Down on the Farm: Where Toledo’s Water Crisis Began

The chorus of voices implicating big agriculture in the Toledo drinking water crisis is growing. 

At a recent hearing hosted by the Lake Erie Legislative Caucus, Adam Rissien, director of agricultural and water policy at the Ohio Environmental Council, called for better agriculture practices to prevent pollution.

Following up in a guest column this week (Aug. 18) on the cleveland.com website, Rissien wrote:

It is essential to control all sources of nutrient pollution to our waterways, including urban sewer overflows and household sewage treatment systems. But the inescapable fact remains that agricultural practices are by far the least regulated of all the nutrient pollution sources. No farmer ever intends to do the wrong thing, and many are implementing good conservation practices. But many more need to follow their example.
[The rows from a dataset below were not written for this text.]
PR #254, opened 2020-02-10
[10.0] staging for version 3.6

sbidoul:
- [x] 9.0 is now in maintenance mode
- [x] some refactoring (#258)
- [x] Budget by account (similar to account_move_budget, but works with periods, ~~and allow a combined budget on KPIs and accounts~~) (#259)
- [x] Sub reports (use KPIs from other reports #155, #256)
- [x] Column-level analytic filters (#138, #261)

PR #256, opened 2020-02-11
[ADD] subreports

### LINKED ISSUE #155: Access to KPIs from other reports in KPI expressions, aka subreports
A report template `mis.report` can have access to KPI's provided by other reports templates.

This would mean, for example, that you could define a MIS Report for a "Balance Sheet", and then have another MIS Report "Balance Sheet Ratios" that fetches kpi's from "Balance Sheet" to create new KPIS for the ratios (e.g. Current Assets / Total Assets).

Design ideas:
* on `mis.report` add a list of dependent reports, each with a name
* when evaluating a report (in `declare_and_compute_period`), add recursively evaluate dependent reports to add entry in `locals_dict` for each of them
* investigate the impact on mis_builder_budget

In the example above, the ratios report could then have expressions such as `balance_sheet.current_assets / balance_sheet.total_assets`).

sbidoul:
Closes #155 

With this PR, you can add named "sub reports" on  a report template.
When that is done, KPIs from sub reports can be used in expressions of the the parent report with the following syntax `<subreport name>.<kpi name>`.

~~The code is WIP and will be refactored, but the concept and data model should be ok.~~

cc/ @fclementic2c @mileo @JordiBForgeFlow


mileo:
Hi, @sbidoul thanks! 

I ran the tests on the runbot, it seems to be working well. 

http://3408304-256-4348a7.runbot1.odoo-community.org/web#id=4&view_type=form&model=mis.report.instance&active_id=4

However, I don't know if I didn't know how to configure it, but the budget columns didn't work.

Another very interesting feature that we did in the PR of v8, was the possibility for the user, when viewing the report, to navigate to the subreport by clicking on the cell. https://github.com/OCA/mis-builder/pull/153/files#diff-3678f60340076198a6cc144a9fa4a107L37

Can we help you in any way?

Best regards

sbidoul:
> the budget columns didn't work.

Yes, that's expected. That should work after the refactoring.

Regarding the drilldown I'm not sure. Currently the drilldown shows move lines or budget lines. I tend to think showing other reports could be confusing because there could be many of them for different periods, or different preset analytic filters. Maybe something could be possible with the the features that generates reports instances on the fly. Need to think about it.

> Can we help you in any way?

Thanks for proposing! Let me go through the refactoring first.

sbidoul:
@mileo in the end, budget with subreports is not that obvious. Budget by account will work though.
For budget by KPIs to work with subreports, we probably need to extend `mis.budget` to either create a budget that allows budgeting KPIs from all subreports. Or make the budget source a m2m so the user can provide a budget for each subreport when defining a budget column. And that probably requires finding a good design that allows combining budget by account and budget by KPI in a single report. So that definitely requires more design thinking before doing a PR.

So this specific PR is done :)

mis_builder/models/mis_report.py
```diff
@@ -470,6 +470,13 @@ def _default_move_lines_source(self):
         compute="_compute_account_model", string="Account model"
     )
 
+    @api.depends("kpi_ids", "subreport_ids")
+    def _compute_all_kpi_ids(self):
+        for rec in self:
+            rec.all_kpi_ids = rec.mapped("kpi_ids") | rec.subreport_ids.mapped(
```
MiquelRForgeFlow:
```suggestion
            rec.all_kpi_ids = rec.kpi_ids | rec.subreport_ids.mapped(
```

fclementic2c (approved):
I tested a reports fetching KPIs from 3 others subreports : test ok
Fantastic :)

mis_builder/models/mis_report.py
sbidoul: @MiquelRForgeFlow thanks!

sbidoul:
Merging into the 3.6 staging branch. People interested to test further can do so in #254 

/ocabot merge

PR #267, opened 2020-03-12
[12.0] staging for version 3.6

sbidoul:
Migration of #266


rvalyi:
Hello, @sbidoul 
thanks for this update. I'm not sure how your analytic filter works exactly, but what I know is that sometimes in a balanced double accounting move, the analytic account is carried on the other leg from the account.move.line you want to filter (I had this issue when selling projects). Do you see some workaround for such cases?

sbidoul:
@rvalyi not sure what you mean. Does not seem related to this PR though. Can you open an issue with an example?

fclementic2c:
LGTM
:+1:

PR #272, opened 2020-03-24
[13.0][ADD] mis_builder_budget_tier validation

misern2:
##  Install

This module depends on ``base_tier_validation``. You can find it at  [OCA/server-ux](https://github.com/OCA/server-ux)

This module extends the functionality of Mis Budgets to support a tier validation process.

## Configuration
To configure this module, you need to:  

- Go to *Settings > Technical > Tier Validations > Tier Definition*.
-    Create as many tiers as you want for Mis Budget model.

## Usage
To use this module, you need to:

* Create a Mis Budget triggering at least one "Tier Definition".
* Click on *Request Validation* button.
* Under the tab *Reviews* have a look to pending reviews and their statuses.
* Once all reviews are validated button to *Confirm* will be shown.

Additional features:

* You can filter the Mis Budget requesting your review through the filter *Needs my
  Review*.
* User with rights to confirm the Mis Budget (validate all tiers that would
  be generated) can directly do the operation, this is, there is no need for
  her/him to request a validation.


HaraldPanten (approved):
Hi @misern2 , 

I tested it in a local environment and it seems to work well. Functional review 👍

sbidoul:
Interesting feature, thanks! Could you please move the PR to https://github.com/OCA/mis-builder-contrib ?

misern2:
@sbidoul done!.

PR #1223, opened 2018-01-19
Dockerfile rebase to bitnami/minideb

dschaper:
#### Description

The docker image now weighs in at a decent 600M. Basing off of Bitnami's Minideb and getting a tarball image of Master from the GitHub api reduces the size to a light 150M. Might be able to reduce that even more by freezing the python into a bin and using just the 50M Minideb base. 

#### Resume

* Bug fix: no
* New feature: yes
* Fixed tickets: None

### DIFF
--- a/docker/master/Dockerfile
+++ b/docker/master/Dockerfile
@@ -7,10 +7,6 @@
 # Pull base image.
 FROM bitnami/minideb:stretch
 
-# Install Glances (develop branch)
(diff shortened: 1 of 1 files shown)


dschaper:
If this looks good I can squash that extra commit.

nicolargo:
Yes it is huge but the image include all the Python libs (and so all the Glances functions).
Perhaps it will be better to create a new "thin" image beside the stable and develop Dockerfile.

PR #1229, opened 2018-02-10
Implement number and alias aware diskio sorting

Thomaash:
#### Description

Sorts Disk I/O by aliases (if present) or device names and treats numbers as numbers.
Prevents situations such as `sda10` being above `sda2` or `alias` between `sda1` and `sda3`.

#### Resume

* Bug fix: no
* New feature: no
* Fixed tickets: none


nicolargo:
Many thanks for the PR !

Issue #1241, opened 2018-02-20
[WEB UI] Flood if refresh_time is negative


spike008t:
#### Description

On the web ui, the route `/<refresh_time:int>` can define the `refresh_time` on the webap.
But if we set a negative value (ie: `http://localhost:61208/-1`). We flood the server to refresh

<img width="1133" alt="screen shot 2018-02-20 at 23 10 44" src="https://user-images.githubusercontent.com/262459/36452192-d335e76c-1693-11e8-8719-3ea3afd311be.png">
<img width="559" alt="screen shot 2018-02-20 at 23 16 58" src="https://user-images.githubusercontent.com/262459/36452281-2e755824-1694-11e8-8a3a-33ca50a13d21.png">

The webapp should check the refresh delay and if that is < 1s, set to 1s or 5s.

#### Versions

* Glances (glances -V): latest develop version
* PSutil (glances -V):
* Operating System (lsb_release -a): 

#### Logs

You can also pastebin the Glances logs file (https://glances.readthedocs.io/en/latest/config.html#logging)

notFloran:
@spike008t thanks for the report, I have made a PR #1242

nicolargo:
@spike008t Can we close this issue ?

PR #1242, opened 2018-02-21
Fix WebUI when refresh_time is negative

notFloran:
#### Description

The WebUI now use the default refresh time if the value < 1.

#### Resume

* Bug fix: yes
* New feature: no
* Fixed tickets: #1241


nicolargo:
Thanks !

PR #1253, opened 2018-04-25
Use https URLs for checking external IP

viq:
Processing JSON from connection that could be changed by attacker in path sounds scary, and all those services serve over https as well.

#### Description

Check own IP over https. Glances processes output returned, which sometimes is JSON, and doing that over plaintext http which could be transparently modified in flight is scary.

#### Resume

* Bug fix: yes
* New feature: no


nicolargo:
Done in commit 8b6b0d3

PR #1323, opened 2018-09-23
Fix rounding of alert pourcent in the WebUI

notFloran:
##### Before

capture d ecran 2018-09-23 a 10 35 46

##### After

capture d ecran 2018-09-23 a 10 40 14

#### Resume

* Bug fix: yes
* New feature: no
* Fixed tickets: -


nicolargo:
Thanks @notFloran !

PR #1357, opened 2018-11-27
`pwd`.conf instead of ./glances.conf for docker run command

EmilienMottet:
#### Description

improve documentation of glances with docker.

My Docker version 18.09.0, build 4d60db4

if I run this 
```bash
docker run -v ./glances.conf:/glances/conf/glances.conf -v /var/run/docker.sock:/var/run/docker.sock:ro --pid host -it docker.io/nicolargo/glances
``` 

I have this error `docker: Error response from daemon: create ./glances.conf: "./glances.conf" includes invalid characters for a local volume name, only "[a-zA-Z0-9][a-zA-Z0-9_.-]" are allowed. If you intended to pass a host directory, use absolute path.`

So in agreement with docker document https://docs.docker.com/storage/bind-mounts/, we can replace ./ by \`pwd\`

#### Resume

In response to the Toledo crisis, the U.S. Department of Agriculture and the state of Ohio are now throwing millions of dollars at Lake Erie to try to keep it from happening again. Unfortunately, that’s been tried before, and the results have become predictable.
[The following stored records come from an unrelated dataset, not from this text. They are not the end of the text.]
PR #1390, opened 2019-01-11
README: note that docker plugin works on Mac

apjanke:
#### Description

The docker plugin sure seems to work on macOS, not just Linux. I tested it locally on macOS 10.13.6. Should the README be updated to note that it works there too?

#### Resume

* Bug fix: no
* New feature: no
* Fixed tickets: none


nicolargo:
Thanks !

Issue #1272, opened 2018-06-14
export to elasticsearch is broken for elastic 6.x


AllegroDvt:
[2018-06-14T15:46:42,117][DEBUG][o.e.a.a.i.m.p.TransportPutMappingAction] [zzz] failed to put mappings
 on indices [[[glances/QL4r1yDvRmi-shKTYkmq-A]]], type [sensors]                                         
java.lang.IllegalArgumentException: Rejecting mapping update to [glances] as the final mapping would have
 more than 1 type: [sensors, cpu]

That's related to https://www.elastic.co/guide/en/elasticsearch/reference/6.0/removal-of-types.html

nicolargo:
As a workaround can you try to deisable the sensor plufin (--disable-sensors)

genevera:
@nicolargo that doesn't make any difference.

genevera:
#1438 is a quick fix that forces all fields to go in as 'keyword' type.  If anyone knows a way to easily map Py3 types to ES types please lmk:)

edgeofthex:
> #1438 is a quick fix that forces all fields to go in as 'keyword' type. If anyone knows a way to easily map Py3 types to ES types please lmk:)

In exporting data from Glances 3.1.0 and 3.1.1b0 to  Elasticsearch 6.8 and 7.2, I encountered the same issues as @AllegroDvt regarding mapping types.  For me, the above quick fix didn't work.

I don't code, but am willing to contribute to a fix in other ways.  Lmk.

PR #1438, opened 2019-03-13
add date to index, unbreak object push

genevera:
#### Description

makes indices date-based (e.g. `glances-2019.03.13`) and also makes all fields of type `keyword`.  That is a hack and I will probably try to fix it later.

#### Resume

* Bug fix: yes
* New feature: no
* Fixed tickets: comma-separated list of tickets fixed by the PR, if any #1272


nicolargo:
Thanks for the contribution

genevera:
I realize i may have broken some dashboards by renaming the timestamp element.  I'll pr a change for that.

For nearly 70 years, the USDA has relied mostly on voluntary conservation programs that allow farmers to decide for themselves whether or not to use basic conservation measures to prevent runoff from their fields. That runoff can contain high levels of nitrogen and phosphorus that can be hazardous to the health of people and wildlife. 

Simple conservation measures – such as planting strips of grass along rivers and streams that border crop fields – can greatly improve water quality. But when these measures are voluntary, their effectiveness is limited, leading to crises like the one in Toledo.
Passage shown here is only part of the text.